Yeni sezonu açarken
.
Yazılarıma her yaz iki hafta ara veririm. Niyetim o süre içinde ekonomiyi boşlamaktır. Kıştan alıp yazın okumaya ayırdığım kitaplara yoğunlaşmayı planlarım. Ama evdeki hesap bir türlü çarşıya uymaz. Tam ben tatile çıkınca ekonomide heyecan artar. Mecburen olayları izlemeye başlarım.
Bu yıl da öyle oldu. Hoş, Perşembe’nin gelişi zaten Çarşamba’dan belli idi. Ağustos’ta dünya mali piyasalarında yeni bir türbülansın oluşacağını öngörüyordum. Hatta seçimin ertesi günü CNBC-e’de katıldığım programda söyledim. Biraz espri konusu da oldum. Haklı olarak soracaksınız. Madem mali piyasalarda çalkantı bekliyordun neden tatile çıktın? Bana Ağustos sonu daha makul bir tarih gibi gelmişti. O arada ben de yıllık iznimi kullanırım diye düşündüm.

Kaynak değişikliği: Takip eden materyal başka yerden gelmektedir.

PR #135, opened 2017-03-23
more types for setarg

SimonDanisch:
This allows more and is potentially more unsafe. 
We could warn when an unknown type is used, or we could read through julia's and opencl padding and mem layout and see if we can come up with better rules!

### DIFF
--- a/src/kernel.jl
+++ b/src/kernel.jl
@@ -73,7 +73,8 @@ end
 
 function set_arg!(k::Kernel, idx::Integer, arg::CLMemObject)
     @assert idx > 0
-    @check api.clSetKernelArg(k.id, cl_uint(idx-1), sizeof(CL_mem), [arg.id])
+    arg_boxed = Ref(arg.id)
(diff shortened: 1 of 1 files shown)


SimonDanisch:
Lol okay... why is `Ref(C_NULL) === C_NULL` ? We had the same problem in `CUFFT` as far as I remember. This is a serious trap, since generic code that uses `Ref(x)` changes behaviour completely because of that... @yuyichao

yuyichao:
Because Ptr is a Ref. Note that Ref(a) isn't generic anyway. You should either use RefValue or Ref{typeof (x)}

SimonDanisch:
So Ref is actually not a 0 dimensional container, as described in most of
the docs?!
Directly from the Ref docs:

An object that safely references data of type T

Now, if you take the usual constructor semantic, which takes the T from
it's arguments and is supposed to return an instance of Ref, the current
behaviour is just plain confusing... I could get behind convert(Ref,
C_NULL) === C_NULL, since it's not the constructor of Ref!

PR #139, opened 2017-07-26
bug fixes and better aligning

SimonDanisch:


src/context.jl
```diff
@@ -18,6 +16,23 @@ type Context <: CLObject
         return ctx
     end
 end
+# OpenCL gives you the same pointer when creating two context from the same
+# device while not freeing any of them. So we can get two different context with
+# the same pointer, which will not work in the way our finalizer works!
+const _context_cache = Dict{CL_context, WeakRef}()
```
vchuravy: ... Yeah.

src/kernel.jl
```diff
@@ -84,14 +84,148 @@ function set_arg!(k::Kernel, idx::Integer, arg::LocalMem)
...
+        offset[] += sizeof(x)
+    end
+    return
+end
+
+
+
 #TODO: type safe calling of set args for kernel (with clang)
+# is 1024 a good number?
+const _arg_tmp_buffer = Vector{Int8}(1024)
```
vchuravy: This might be racy at some point.

src/kernel.jl
```diff
@@ -84,14 +84,148 @@ function set_arg!(k::Kernel, idx::Integer, arg::LocalMem)
...
     end
-    boxed_arg = Ref{T}(arg)
-    @check api.clSetKernelArg(k.id, cl_uint(idx - 1), sizeof(T), boxed_arg)
+    aligned_arg, off = aligned_convert(arg)
+    if sizeof(aligned_arg) > 1024
+        error("Can't upload single types to opencl that are bigger than 1024 bytes")
+    end
+    T_aligned = typeof(aligned_arg)
+    # is this save?
+    unsafe_store!(Ptr{T_aligned}(pointer(_arg_tmp_buffer)), aligned_arg)
```
vchuravy: Hm can't you do:
```
tmp_buffer = Ref{T_aligned}(aligned_arg).
api.clSetKernelArg(k.id, cl_uint(idx - 1), cl_sizeof(T_aligned), tmp_buffer)
```

and in due time this will happen on the stack?

SimonDanisch: Yeah, maybe.. I at least should do some more benchmarks, before doing such a premature optimization...

src/kernel.jl
SimonDanisch: I feel like we're far away from multi threaded kernel launches  ;) but if it happens we can still change it!

src/kernel.jl
SimonDanisch: It's actually almost as fast, but I'm currently benchmarking hot loops with OpenCL kernel calls, and there the allocation actually makes a difference.

yuyichao: The allocation of the Ref will be optimized away soon so please don't use a global buffer.

SimonDanisch: Well, I've been hearing that for more than a year... I can remove the global buffer when the optimization is merged into base and released!

yuyichao: Also, using a global buffer is a premature optimization, using a local allocation is the correct way.

SimonDanisch: Well, I need to check more thoroughly, but time spend in the gc goes down quite a bit for some code I'm testing - and so the execution time. So it doesn't immediately look premature.

yuyichao: > I've been hearing that for more than a year

Who said that? I don't think there was ever an PR ready enough to do that soon previously.

yuyichao: > So it doesn't immediately look premature.

Premature doesn't mean it's not an optimization, just that it's wrong. It's solving a problem in a known bad way where there's a Base PR ready to properly fix it.

SimonDanisch: So why is there still `&` on julia master, if it's known that it's an premature optimization with 0.7 coming up? But, jeez, whatever... I can just copy over that code to GPUArrays...

yuyichao: Because the syntax was added long before stack allocation of `Ref` is brought up and before `RefValue`/`Ref` is even a type. It was never added as an optimization so it was never a premature optimization by definition. Also, without knowing Base is actually ready for stack allocation of `Ref` as well as non-experimental multithreading for more and more cases this won't be a premature optimization either. The correct way to do thing changes so now it is definitely a premature optimization.

SimonDanisch: It still doesn't make sense to rely on non existing optimizations - OpenCL doesn't even run on master.
Anyways, it makes sense that I got the benchmarks wrong - if not I can still add the constant buffer to GPUArrays -  which is the package that needs the benchmarks to look good.

SimonDanisch: okay benchmarks were flawed anyways :)

SimonDanisch:
Okay, merge?

src/kernel.jl
```diff
@@ -84,14 +84,181 @@ function set_arg!(k::Kernel, idx::Integer, arg::LocalMem)
...
+load functions can read a vector from an address aligned to the element type of the vector. The
+vector store functions can write a vector to an address aligned to the element type of the vector.
+"""
+function cl_alignement(x)
+    is_cl_inbuild(x) ? inbuild_alignement(x) : cl_sizeof(x)
+end
+function inbuild_alignement{T}(::Type{T})
+    x = sizeof(T)
+    x == 0 && return 0
+    nextnum = ceil(Int, log2(x))
```
vchuravy: `ispow2(x) ? x : nextpow2(x)`

src/context.jl
```diff
@@ -1,24 +1,60 @@
 # OpenCL.Context
 
+const _ctx_id_seen = Dict{CL_context, Bool}()
```
SimonDanisch: What exactly do you mean by a device reset?
But yeah, I think what we actually need is counting also the julia references.. Will update the PR!

src/context.jl
```diff
@@ -1,24 +1,77 @@
...
+        error("Double free of context id: ", ctx_id)
+    elseif refcount == 1
+        delete!(_ctx_reference_count, ctx_id)
+        return
+    end
+    _ctx_reference_count[ctx_id] = refcount - 1
+    return
+end
+
 type Context <: CLObject
```
vchuravy: The other option would be to turn Context into singelton objects... similar to how we handle `CuContext` in the CUDA packages since reference counting for Julia GC managed objects is possible but might be inaccurate if the finalizers are delayed.

src/kernel.jl
```diff
@@ -84,14 +84,179 @@ function set_arg!(k::Kernel, idx::Integer, arg::LocalMem)
...
+    :($size)
+end
+
+"""
+Converts a Julia type to a correctly padded OpenCL type.
+Turns into a no-op when no convert needed
+"""
+@generated function aligned_convert(x)
+    offset = Ref(0); elements = []; fields = []
+    _aligned_convert!(x, offset, elements, fields, :x)
```
vchuravy: Couldn't `_aligned_convert` simply return `offset, elements, fields` instead of having them passed and mutated?

src/kernel.jl
```diff
@@ -84,14 +84,179 @@ function set_arg!(k::Kernel, idx::Integer, arg::LocalMem)
...
 function set_arg!{T}(k::Kernel, idx::Integer, arg::T)
     @assert idx > 0 "Kernel idx must be bigger 0"
     if !isbits(T) # TODO add more thorough mem layout checks and the clang stuff
         error("Only isbits types allowed. Found: $T")
     end
-    boxed_arg = Ref{T}(arg)
-    @check api.clSetKernelArg(k.id, cl_uint(idx - 1), sizeof(T), boxed_arg)
+    aligned_arg, off = aligned_convert(arg)
+    T_aligned = typeof(aligned_arg)
+    # is this save?
```
vchuravy: This comment shouldn't be necessary anymore.

test/test_context.jl
```diff
@@ -5,7 +5,21 @@
...
+                @test ctx.id != C_NULL
+                @test ctx2.id != C_NULL
                 finalize(ctx)
+                @test ctx.id == C_NULL
+                @test ctx2.id != C_NULL
+                @test cl.is_ctx_id_alive(ctx_id)
+                finalize(ctx2)
+                @test ctx.id == C_NULL
+                @test ctx2.id == C_NULL
+                # jeez, this segfaults... WHY? I suspect a driver bug for refcount == 0?
```
vchuravy: On which drivers did you run into this?

src/context.jl
SimonDanisch: Well, but this is reference counting for correctness and not performance, so it should be fine!
It's just tracking the creation of the finalizer, so acting whenever the finalizer get's called is the right time!
Singleton doesn't sound too bad! We just need to figure out, how this works with different devices and if there are use cases, when people want multiple contexts on the same device...

src/kernel.jl
SimonDanisch: yes, that's just an artifact from my first implementation... I actually just still found a bug in here, so I need to rewrite this anyways -.-

SimonDanisch:
Jeez, this was annoying, especially when considering how simple the rule in the ends are.
But this works now, and also means we can more easily pass a broad range of structs to GPUArrays :)
I hope we can finally merge this :)

test/test_context.jl
SimonDanisch: NVIDIA 381.22

SimonDanisch:
Okay cleaned up the commits! Let's hope all of the commits pass and we can finally merge this :D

Böyle durumlar komplocu tefsirlere de müsaittir. Likidite krizi neden ben tatile çıktıktan sonra belirdi? Mali piyasaların bana karşı bir kastı mı var? Vermek istedikleri mesaj nedir?
Küresel dengesizlikler
Tatilde eski yazılarımı yeniden okuma fırsatını buldum. Bir nokta derhal dikkatimi çekti. Geçen sonbahardan itibaren dünya ekonomisi üstüne yazılarım ciddi şekilde artmış. Gidişattan rahatsızlığım hemen hissediliyor.
Analizleri tekrarlamak istemiyorum. Son beş yılda küresel ekonomide oluşan dengesizliklerin kökeninde çok sayıda etken yer alıyor. Bunların bir bölümü reel ekonomiden, diğerleri mali piyasalardan kaynaklanıyor.
İlki yani reel ekonomideki sorunlar arasında ABD’nin devasa dış açığını, Japonya’nın yapısal dönüşüm yerine sıfır faize yönelmesini, Çin parasının düşük değerini vs. sayabiliriz. Bu yapının uzun dönemde sürdürülemezliği çok açıktır.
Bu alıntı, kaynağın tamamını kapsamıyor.